PR #3790, opened 2024-03-19
Reintroduced casts on handles

### LINKED ISSUE #3565: Proposal: revert handle.py cast removals
This commit https://github.com/cocotb/cocotb/commit/a59fba89fe177d9d0d2532238a55f85a0a18e4f1 
breaks a lot of code

I think str(dut.myhandle) should be removed, because the cast does something that's sort of ambiguous- it seems like it might interpret the value as a string, but it actually returns the path.

int(dut.myhandle) has always returned the value as an int and turning it into int(dut.myhandle.value) doesn't make it any more readable. So I think it makes sense to add int() and float() back in. I agree in general builtin overrides aren't a great solution because of the ambiguity, but I think the cost of the amount of code these break justifies leaving them in.

ktbarrett:
Closes #3565. Reintroduced the value casts on handles, but they are deprecated. Will go through `LogicArray` and add a bunch more deprecations soon too.

### DIFF
--- a/src/cocotb/handle.py
+++ b/src/cocotb/handle.py
@@ -1002,6 +1002,18 @@ class LogicObject(
     def value(self, value: LogicArray) -> None:
         self.set(value)
 
+    @deprecated(
+        "`int(handle)` casts have been deprecated. Use `int(handle.value)` instead."
+    )
+    def __int__(self) -> int:
+        return int(self.value)
+
+    @deprecated(
+        "`str(handle)` casts have been deprecated. Use `str(handle.value)` instead."
+    )
+    def __str__(self) -> str:
+        return str(self.value)
+
 
 class RealObject(ValueObjectBase[float, float]):
     """A real/float simulation object.
@@ -1045,6 +1057,12 @@ class RealObject(ValueObjectBase[float, float]):
     @value.setter
     def value(self, value: float) -> None:
         self.set(value)
+
+    @deprecated(
+        "`float(handle)` casts have been deprecated. Use `float(handle.value)` instead."
+    )
+    def __float__(self) -> float:
+        return self.value
 
 
 class EnumObject(ValueObjectBase[int, int]):
@@ -1099,6 +1117,12 @@ class EnumObject(ValueObjectBase[int, int]):
     @value.setter
     def value(self, value: int) -> None:
         self.set(value)
+
+    @deprecated(
+        "`int(handle)` casts have been deprecated. Use `int(handle.value)` instead."
+    )
+    def __int__(self) -> int:
+        return int(self.value)
 
 
 class IntegerObject(ValueObjectBase[int, int]):
@@ -1164,6 +1188,12 @@ class IntegerObject(ValueObjectBase[int, int]):
     @value.setter
     def value(self, value: int) -> None:
         self.set(value)
+
+    @deprecated(
+        "`int(handle)` casts have been deprecated. Use `int(handle.value)` instead."
+    )
+    def __int__(self) -> int:
+        return self.value
 
 
 class StringObject(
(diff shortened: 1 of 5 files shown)


ktbarrett:
Had to refactor `test_package_access` since it was tripping the `__str__` cast on `LogicObject` by using `str` to get the `repr` =/

src/cocotb/handle.py
```diff
@@ -1002,6 +1002,18 @@ def value(self) -> LogicArray:
     def value(self, value: LogicArray) -> None:
         self.set(value)
 
+    @deprecated(
+        "`int()` casts on handles have been deprecated. Use `int(handle.value)` instead."
```
cmarqu, line 1006:
```suggestion
        "`int(handle)` casts have been deprecated. Use `int(handle.value)` instead."
```
A bit clearer IMO; but feel free to ignore.

src/cocotb/handle.py
```diff
@@ -1002,6 +1002,18 @@ def value(self) -> LogicArray:
...
+    )
+    def __int__(self) -> int:
+        return int(self.value)
+
+    @deprecated(
+        "`str()` casts on handles have been deprecated. Use `str(handle.value)` instead."
```
cmarqu, line 1012:
```suggestion
        "`str(handle)` casts have been deprecated. Use `str(handle.value)` instead."
```

src/cocotb/handle.py
```diff
@@ -1046,6 +1058,12 @@ def value(self) -> float:
     def value(self, value: float) -> None:
         self.set(value)
 
+    @deprecated(
+        "`float()` casts on handles have been deprecated. Use `str(handle.value)` instead."
```
cmarqu, line 1062:
```suggestion
        "`float(handle)` casts have been deprecated. Use `float(handle.value)` instead."
```
This one had a real error: `s/str/float/`

src/cocotb/handle.py
```diff
@@ -1100,6 +1118,12 @@ def value(self) -> int:
     def value(self, value: int) -> None:
         self.set(value)
 
+    @deprecated(
+        "`int()` casts on handles have been deprecated. Use `int(handle.value)` instead."
```
cmarqu, line 1122:
```suggestion
        "`int(handle)` casts have been deprecated. Use `int(handle.value)` instead."
```

src/cocotb/handle.py
```diff
@@ -1165,6 +1189,12 @@ def value(self) -> int:
...
```
cmarqu, line 1193:
```suggestion
        "`int(handle)` casts have been deprecated. Use `int(handle.value)` instead."
```

src/cocotb/handle.py
```diff
@@ -1235,6 +1265,12 @@ def value(self) -> bytes:
     def value(self, value: bytes) -> None:
         self.set(value)
 
+    @deprecated(
+        "`str()` casts on handles have been deprecated. Use `handle.value.decode('ascii')` instead."
```
cmarqu, line 1269:
```suggestion
        "`str(handle)` casts have been deprecated. Use `handle.value.decode('ascii')` instead."
```

src/cocotb/handle.py
```diff
@@ -1235,6 +1265,12 @@ def value(self) -> bytes:
     def value(self, value: bytes) -> None:
         self.set(value)
 
+    @deprecated(
+        "`str(handle)` casts have been deprecated. Use `handle.value.decode('ascii')` instead."
```
cmarqu, line 1269:
```suggestion
        '`str(handle)` casts have been deprecated. Use `handle.value.decode("ascii")` instead.'
```
Let's suggest code that `black` won't change for users.

cmarqu (approved):
Just another small change.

TASK DIRECTIONS
Output each entry precisely as given.

EXPECTED OUTPUT
PR #3790, opened 2024-03-19
Reintroduced casts on handles

### LINKED ISSUE #3565: Proposal: revert handle.py cast removals
This commit https://github.com/cocotb/cocotb/commit/a59fba89fe177d9d0d2532238a55f85a0a18e4f1 
breaks a lot of code

I think str(dut.myhandle) should be removed, because the cast does something that's sort of ambiguous- it seems like it might interpret the value as a string, but it actually returns the path.

int(dut.myhandle) has always returned the value as an int and turning it into int(dut.myhandle.value) doesn't make it any more readable. So I think it makes sense to add int() and float() back in. I agree in general builtin overrides aren't a great solution because of the ambiguity, but I think the cost of the amount of code these break justifies leaving them in.

ktbarrett:
Closes #3565. Reintroduced the value casts on handles, but they are deprecated. Will go through `LogicArray` and add a bunch more deprecations soon too.

### DIFF
--- a/src/cocotb/handle.py
+++ b/src/cocotb/handle.py
@@ -1002,6 +1002,18 @@ class LogicObject(
     def value(self, value: LogicArray) -> None:
         self.set(value)
 
+    @deprecated(
+        "`int(handle)` casts have been deprecated. Use `int(handle.value)` instead."
+    )
+    def __int__(self) -> int:
+        return int(self.value)
+
+    @deprecated(
+        "`str(handle)` casts have been deprecated. Use `str(handle.value)` instead."
+    )
+    def __str__(self) -> str:
+        return str(self.value)
+
 
 class RealObject(ValueObjectBase[float, float]):
     """A real/float simulation object.
@@ -1045,6 +1057,12 @@ class RealObject(ValueObjectBase[float, float]):
     @value.setter
     def value(self, value: float) -> None:
         self.set(value)
+
+    @deprecated(
+        "`float(handle)` casts have been deprecated. Use `float(handle.value)` instead."
+    )
+    def __float__(self) -> float:
+        return self.value
 
 
 class EnumObject(ValueObjectBase[int, int]):
@@ -1099,6 +1117,12 @@ class EnumObject(ValueObjectBase[int, int]):
     @value.setter
     def value(self, value: int) -> None:
         self.set(value)
+
+    @deprecated(
+        "`int(handle)` casts have been deprecated. Use `int(handle.value)` instead."
+    )
+    def __int__(self) -> int:
+        return int(self.value)
 
 
 class IntegerObject(ValueObjectBase[int, int]):
@@ -1164,6 +1188,12 @@ class IntegerObject(ValueObjectBase[int, int]):
     @value.setter
     def value(self, value: int) -> None:
         self.set(value)
+
+    @deprecated(
+        "`int(handle)` casts have been deprecated. Use `int(handle.value)` instead."
+    )
+    def __int__(self) -> int:
+        return self.value
 
 
 class StringObject(
(diff shortened: 1 of 5 files shown)


ktbarrett:
Had to refactor `test_package_access` since it was tripping the `__str__` cast on `LogicObject` by using `str` to get the `repr` =/

src/cocotb/handle.py
```diff
@@ -1002,6 +1002,18 @@ def value(self) -> LogicArray:
     def value(self, value: LogicArray) -> None:
         self.set(value)
 
+    @deprecated(
+        "`int()` casts on handles have been deprecated. Use `int(handle.value)` instead."
```
cmarqu, line 1006:
```suggestion
        "`int(handle)` casts have been deprecated. Use `int(handle.value)` instead."
```
A bit clearer IMO; but feel free to ignore.

src/cocotb/handle.py
```diff
@@ -1002,6 +1002,18 @@ def value(self) -> LogicArray:
...
+    )
+    def __int__(self) -> int:
+        return int(self.value)
+
+    @deprecated(
+        "`str()` casts on handles have been deprecated. Use `str(handle.value)` instead."
```
cmarqu, line 1012:
```suggestion
        "`str(handle)` casts have been deprecated. Use `str(handle.value)` instead."
```

src/cocotb/handle.py
```diff
@@ -1046,6 +1058,12 @@ def value(self) -> float:
     def value(self, value: float) -> None:
         self.set(value)
 
+    @deprecated(
+        "`float()` casts on handles have been deprecated. Use `str(handle.value)` instead."
```
cmarqu, line 1062:
```suggestion
        "`float(handle)` casts have been deprecated. Use `float(handle.value)` instead."
```
This one had a real error: `s/str/float/`

src/cocotb/handle.py
```diff
@@ -1100,6 +1118,12 @@ def value(self) -> int:
     def value(self, value: int) -> None:
         self.set(value)
 
+    @deprecated(
+        "`int()` casts on handles have been deprecated. Use `int(handle.value)` instead."
```
cmarqu, line 1122:
```suggestion
        "`int(handle)` casts have been deprecated. Use `int(handle.value)` instead."
```

src/cocotb/handle.py
```diff
@@ -1165,6 +1189,12 @@ def value(self) -> int:
...
```
cmarqu, line 1193:
```suggestion
        "`int(handle)` casts have been deprecated. Use `int(handle.value)` instead."
```

src/cocotb/handle.py
```diff
@@ -1235,6 +1265,12 @@ def value(self) -> bytes:
     def value(self, value: bytes) -> None:
         self.set(value)
 
+    @deprecated(
+        "`str()` casts on handles have been deprecated. Use `handle.value.decode('ascii')` instead."
```
cmarqu, line 1269:
```suggestion
        "`str(handle)` casts have been deprecated. Use `handle.value.decode('ascii')` instead."
```

src/cocotb/handle.py
```diff
@@ -1235,6 +1265,12 @@ def value(self) -> bytes:
     def value(self, value: bytes) -> None:
         self.set(value)
 
+    @deprecated(
+        "`str(handle)` casts have been deprecated. Use `handle.value.decode('ascii')` instead."
```
cmarqu, line 1269:
```suggestion
        '`str(handle)` casts have been deprecated. Use `handle.value.decode("ascii")` instead.'
```
Let's suggest code that `black` won't change for users.

cmarqu (approved):
Just another small change.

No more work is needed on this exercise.